The number of lines holding "push" is all you should give; count them in the records below.

*** Provided data

PR #5089, opened 2025-05-15
feat: use new Java metadata source

roele:
This is draft to use a new Java version data source. Its output is currently tailored to `mise` but could provide more extensive data (architectures, properties etc.) if need be. 

It is using [roele/roast](https://github.com/roele/roast), a rewrite of [jdx/rtx-java-metadata](https://github.com/jdx/rtx-java-metadata) respectively [joschi/java-metadata](https://github.com/joschi/java-metadata).

Improvements:
* contains only `mise` relevant data/properties
* more consistent versioning
* uses proper vendor provided checksums

Possible breaking changes:
* removed AdoptOpenJDK (has been replaced by Temurin in 2021)
* few patch versions are missing as they are not provided by the vendors anymore

Question is if we should fork/move the repository for `mise` purpose to somewhere else and if we should push the data to a domain that is more related to mise. @jdx WDYT?

/cc @bric3

### DIFF
--- a/src/plugins/core/java.rs
+++ b/src/plugins/core/java.rs
@@ -101,9 +101,9 @@ impl JavaPlugin {
         pr.set_message(format!("download {filename}"));
         HTTP.download_file(&m.url, &tarball_path, Some(pr))?;
 
-        if !tv.checksums.contains_key(filename) {
+        if !tv.checksums.contains_key(filename) && m.checksum.is_some() {
             tv.checksums
-                .insert(filename.to_string(), format!("sha256:{}", m.sha256));
+                .insert(filename.to_string(), m.checksum.as_ref().unwrap().clone());
         }
         self.verify_checksum(ctx, tv, &tarball_path)?;
 
@@ -257,7 +257,7 @@ impl JavaPlugin {
 
     fn download_java_metadata(&self, release_type: &str) -> Result<Vec<JavaMetadata>> {
         let url = format!(
-            "https://rtx-java-metadata.jdx.dev/metadata/{}/{}/{}.json",
+            "https://mise-java.jdx.dev/jvm/{}/{}/{}.json",
             release_type,
             os(),
             arch()
@@ -266,8 +266,6 @@ impl JavaPlugin {
         let metadata = HTTP_FETCH
             .json::<Vec<JavaMetadata>, _>(url)?
             .into_iter()
-            // TODO: remove once we switch over to the new metadata which has these filtered out already
-            .filter(jetbrains_with_features)
             .filter(|m| {
                 m.file_type
                     .as_ref()
@@ -301,7 +299,7 @@ impl Backend for JavaPlugin {
                     .image_type
                     .as_ref()
                     .is_some_and(|image_type| image_type == "jdk");
-                let features = 10 - m.features.len();
+                let features = 10 - m.features.as_ref().map_or(0, |f| f.len());
                 let version = Versioning::new(v);
                 (
                     is_shorthand,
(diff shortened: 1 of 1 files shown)


jdx:
> Question is if we should fork/move the repository for mise purpose to somewhere else and if we should push the data to a domain that is more related to mise. @jdx WDYT?

I think this is a question for you not for me. I'm fine with it either way. I think if you wanted to maintain it that would make sense in case you wanted people to use it outside of mise, though I would probably move it to something like `java.roele.dev`.

That said, I think mise users would feel slightly more comfortable coming across `mise-java.jdx.dev` or `java.jdx.dev` but I don't think that's a huge deal. If you want me to host it I'm happy to help set that up of course.

src/plugins/core/java.rs
```diff
@@ -520,8 +516,9 @@ impl Display for JavaMetadata {
 }
 
 // only care about these features
-static JAVA_FEATURES: Lazy<HashSet<String>> =
-    Lazy::new(|| HashSet::from(["musl", "javafx", "lite", "large_heap"].map(|s| s.to_string())));
+static JAVA_FEATURES: Lazy<HashSet<String>> = Lazy::new(|| {
+    HashSet::from(["crac", "javafx", "jcef", "leyden", "lite", "musl"].map(|s| s.to_string()))
+});
```
bric3, line 503: **suggestion:** Shouldn't it be configurable ?

I.e. OpenJDK sometimes propose new build for other/new projects, that may or may not be built on the latest JDK.

E.g. https://jdk.java.net/loom/, https://jdk.java.net/valhalla/, maybe in the future babylon (already available on shipilev builds), etc.

roele:
@jdx We should definitely have something in the direction of `mise-java.jdx.dev`. Let me know once you have setup the R2 bucket and necessary credentials and i'll adapt GH workflow and PR accordingly.

jdx:
do you want to move the repo to jdx/mise-java ? I think first we need to both be contributors on the project so I can add the GHA secrets

roele:
Yes i guess it makes sense to move it. At this point i don't see a need for a non-mise tailored versions API. Added you as collaborator.

jdx:
hmm I can't move the repo or modify the admin settings, I think you need to transfer ownership then I think I can add you as an owner back since I have github pro (though I may be wrong about the pro part)

jdx:
ok so I was wrong about being able to add you as an owner, but I made you a collaborator at least. I got it configured with everything: https://mise-java.jdx.dev

roele:
Awesome, thanks!

I assume we gotta run both variants for a while after we merge this in until most have upgraded to the version containing this change. WDYT? 3-6 months?

Just a side note, the AWS PostgreSQL database only runs for ~1h during the scheduled update window to save costs. So manual triggers of update would require to manually start up the database beforehand. If you think you will require access i can set that up.

src/plugins/core/java.rs
```diff
@@ -257,7 +257,7 @@ impl JavaPlugin {
 
     fn download_java_metadata(&self, release_type: &str) -> Result<Vec<JavaMetadata>> {
         let url = format!(
-            "https://rtx-java-metadata.jdx.dev/metadata/{}/{}/{}.json",
```
jdx, line 260: I think this is the last vestige of rtx

jdx:
> I assume we gotta run both variants for a while after we merge this in until most have upgraded to the version containing this change. WDYT? 3-6 months?

of maintaining rtx-java-metadata? that sounds good

> Just a side note, the AWS PostgreSQL database only runs for ~1h during the scheduled update window to save costs. So manual triggers of update would require to manually start up the database beforehand. If you think you will require access i can set that up.

nah don't need access now, I'll let you know if that changes

src/plugins/core/java.rs
roele: yeah you're probably right, haven't come across any other remains of that era

roele:
> nah don't need access now, I'll let you know if that changes. If I used aws for mise I would offer to host it there, how much is it costing you?

its only a couple $ a month so don't worry about that

jdx:
lmk if that changes, people do donate to me for mise so it would make sense to put those funds towards that—or I'd also be happy to settle up with you annually or something too

src/plugins/core/java.rs
```diff
@@ -257,7 +257,7 @@ impl JavaPlugin {
...
+            "https://mise-java.jdx.dev/jvm/{}/{}/{}.json",
```
bric3, line 260: Have you thought about versioning if there are other changes needed to that metadata ?

bric3 (commented):
Sorry I didn't post my comment in time.

src/plugins/core/java.rs
roele: This will require adaptions in the [crawler](https://github.com/jdx/mise-java) first, so making this configurable wont do anything if the data is not available. Also releases such as Loom or Valhalla are considered `EA` (Early Access) and are therefore only available through the EA release type. You can explore the version data at https://mise-java.jdx.dev.

There are discussions to make the endpoint URL configurable as well to allow enterprises to have more control over supply chain security but this would mean that enterprises would have to provide the version data themselves.

src/plugins/core/java.rs
roele: I'd like to keep this as simple as possible. Java versioning is already a pain since there are so many vendors with each one having their own way of doing things.

bric3: Sorry I wasn't clear I meant it as endpoint version, rather than changing the host.

src/plugins/core/java.rs
bric3: OK I understand, but leyden isn't it an EA as well.

src/plugins/core/java.rs
roele: yes, i assume in the direction of https://mise-java.jdx.dev/jvm/v1/{}/{}/{}.json. that would imply to handle different api versions in mise which will further complicate things.

src/plugins/core/java.rs
roele: Yes Leyden is EA as well and OpenJDK provides this as version suffix while for Liberica this is exposed as a feature unfortunately (inconsistencies everywhere).

bric3: Arg. That's annoying indeed !

src/plugins/core/java.rs
bric3: Versioning can be a pain, let's close the topic. Thanks for reaching back on my questions !

zeitlinger:
@roele this feature caused a regression: https://github.com/jdx/mise/discussions/5123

******

Solution: 2